I was almost at the door when she said, “Leo?” I turned. “I have had silent fever,” she said. “I had it, and I got well again quite soon. It will be the same with Stirling, I think.”
“Are you telling the truth?” I said. “Are you serious?”
“Yes. Of course.”
Halfway up the stairs I thought of something and ran back down again. “Maria!” I said. She was still at the bathroom door, struggling to quiet Anselm, who was beginning to grizzle. “How did you get well again?”
She hesitated, rocking the baby. “I just … got well.”
“Just like that?” I persisted. “Was there no medicine?”
She began arranging the baby’s little shawl carefully. “I had some medicine. Not much.”
“What was it? Tell me the name.”
She did not answer for a long time. Then she said, “Bloodflower.”
I stood still and stared at her. I knew about the Bloodflower. It was the one certain cure for silent fever. I knew about i
t, and I knew what it cost. “Where did you get that?” I said eventually.

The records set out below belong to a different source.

PR #136, opened 2018-11-13
Changing to ignore attributeFormDefault

efinnegan:
Previously an error was thrown when attributeFormDefault="qualified". This attribute
is not used by DFDL so now a warning is issued and the attribute is ignored.

Daffodil-565

### DIFF
--- a/daffodil-test-ibm1/src/test/scala-debug/org/apache/daffodil/IBMTests2.scala
+++ b/daffodil-test-ibm1/src/test/scala-debug/org/apache/daffodil/IBMTests2.scala
@@ -44,11 +44,6 @@ class IBMTestsThatThrow {
   lazy val runner1 = new DFDLTestSuite(Misc.getRequiredResource(tdml1))
   lazy val runner2 = new DFDLTestSuite(Misc.getRequiredResource(tdml2))
 
-  @Test def test_scoping_define_format_8_04() { runner1.runOneTest("scoping_define_format_8_04") } //DFDL-565 - attributeFormDefault='qualified'
-
-  @Test def test_scoping_default_format_8_01() { runner1.runOneTest("scoping_default_format_8_01") } // DFDL-565 attributeFormDefault='qualified'
-  @Test def test_scoping_define_format_8_01() { runner1.runOneTest("scoping_define_format_8_01") } // DFDL-565 attributeFormDefault='qualified'
-
   @Test def test_alignment_bytes_12_05() { runner1.runOneTest("alignment_bytes_12_05") } //DFDL-99 binary dateTime
 
   @Test def test_length_implicit_12_02() { runner1.runOneTest("length_implicit_12_02") } // implicit length string - bug in IBM test (doesn't have minLength - both are required)
--- a/daffodil-core/src/main/scala/org/apache/daffodil/dsom/SchemaDocument.scala
+++ b/daffodil-core/src/main/scala/org/apache/daffodil/dsom/SchemaDocument.scala
@@ -118,11 +118,12 @@ final class XMLSchemaDocument(xmlArg: Node,
     val hasSchemaLocation = (xml \ "@schemaLocation").text != ""
     val hasBlockDefault = (xml \ "@blockDefault").text != ""
     val hasFinalDefault = (xml \ "@finalDefault").text != ""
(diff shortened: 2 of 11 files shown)


daffodil-lib/src/main/resources/org/apache/daffodil/xsd/dafint.xsd
```diff
@@ -17,7 +17,7 @@
 -->
 
 <xsd:schema xmlns:xsd="http://www.w3.org/2001/XMLSchema"
-  attributeFormDefault="unqualified" elementFormDefault="qualified"
+  elementFormDefault="qualified"
   targetNamespace="urn:ogf:dfdl:2013:imp:daffodil.apache.org:2018:int"
```
stevedlawrence: I think for all these normal schemas (i.e. not dfdl.xsd's) we probably do want the attributeFormatDefault property. That property is valid and is used when doing normal schema validation. It's only ignore in DFDL schemas since the property isn't part of the DFDL specification.

daffodil-test-ibm1/src/test/scala-debug/org/apache/daffodil/IBMTests2.scala
```diff
@@ -44,10 +44,8 @@ class IBMTestsThatThrow {
   lazy val runner1 = new DFDLTestSuite(Misc.getRequiredResource(tdml1))
   lazy val runner2 = new DFDLTestSuite(Misc.getRequiredResource(tdml2))
 
-  @Test def test_scoping_define_format_8_04() { runner1.runOneTest("scoping_define_format_8_04") } //DFDL-565 - attributeFormDefault='qualified'
-
-  @Test def test_scoping_default_format_8_01() { runner1.runOneTest("scoping_default_format_8_01") } // DFDL-565 attributeFormDefault='qualified'
-  @Test def test_scoping_define_format_8_01() { runner1.runOneTest("scoping_define_format_8_01") } // DFDL-565 attributeFormDefault='qualified'
+  @Test def test_scoping_default_format_8_01() { runner1.runOneTest("scoping_default_format_8_01") } // Attribute "encodingErrorPolicy" was already specified - bug in IBM test
+  @Test def test_scoping_define_format_8_01() { runner1.runOneTest("scoping_define_format_8_01") } // Attribute "encodingErrorPolicy" was already specified - bug in IBM test
```
stevedlawrence: Does this test pass if the duplicate errorEncodingPolicy is removed? These tests are more about how properties are resolved, and not really about how duplicate properties are handled (which I agree, seems likea bug that IBM DFDL should catch). I'd guess the duplicate property was unintentional and can be removed and still maintain the intention of the test.

mbeckerle: This feels like our mistake adding the duplicate encodingErrorPolicy property. That is, this property encodingErrorPolicy, is relatively new. Probably hadn't even been invented when we first got a bunch of preliminary DFDL tests from IBM for incorporation into Daffodil years ago. So we subsequently added this to keep the tests working, once the new property was added to Daffodil, and required. I think adding it twice was just a mistake we made.

efinnegan: They also need textOutputMinLength added. I wasn't sure if we wanted to change these tests since they were from IBM. Is it ok to update them?

daffodil-lib/src/main/resources/org/apache/daffodil/xsd/dafint.xsd
efinnegan: Ok I will take out the change for removing attributeFormDefault in these schemas.

daffodil-test-ibm1/src/test/scala-debug/org/apache/daffodil/IBMTests2.scala
stevedlawrence: [DAFFODIL-1616](https://issues.apache.org/jira/browse/DAFFODIL-1616) is the bug to fix the issue related to textOutputMinLength, which Mike is working on. If the tests work with that property added, it seems fine to me to modify the tests and add the property, and eventually that property will just be ignored when Mike's fix is in.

“People used to find it in the mountains. It used to be more common than it is now. I had silent fever about eight years ago. It has got much rarer.”
“But they still find it,” I said thoughtfully. “You read about it in the newspapers sometimes.”
“People recover without it. That’s what I wanted to tell you. My father’s doctor gave it to me as a precaution, even though I was recovering already. I think Stirling will recover just the same.”
“But if we had the Bloodflower …,” I began, then stopped. I wandered back up the stairs.
I was at church alone. Grandmother would not leave Stirling. He was the only one of us who had slept the night before, and he seemed better for it, although he complained that his head hurt, and he still had a high fever. This was how Father Dunstan had said the illness would go: he would sink and then rise again. Until one day, I thought, he would sink below the surface.
When I thought that, such fear caught me that I felt as if I was falling. Really falling. The whole world stayed where it had been, but I dropped through it, into darkness, as if it just wasn’t there. I gripped the front of the pew and went on mouthing the words of the prayer. When the bells jangled at the front, they started my heart beating fast, though they always rang at the same point in the service.
I felt the panic rise again in my heart when I heard Stirling’s name listed in the prayer for the sick. Stirling North, among so many others who did not even seem real. Of course, they were real to someone. But to me they were just names—not actual people who were actually sick. And now—
I was breathing fast. I pressed my hand to my mouth and wished that I had sat nearer the back of the church, where I would not have been so exposed.
I caught Maria’s eye as she filed past me behind her mother on her way back from Communion, jogging Anselm up and down to stop him from crying. I gave her as much of a smile as I could, and she smiled faintly back. She looked tired in the cold light of the stained-glass windows. Maybe she had been worrying too.
After the service I waited behind for Father Dunstan. He emerged from the vestry, knelt for a moment at the altar, and then turned and saw me standing halfway down the church. “Leonard,” he said, approaching. “How is your brother?”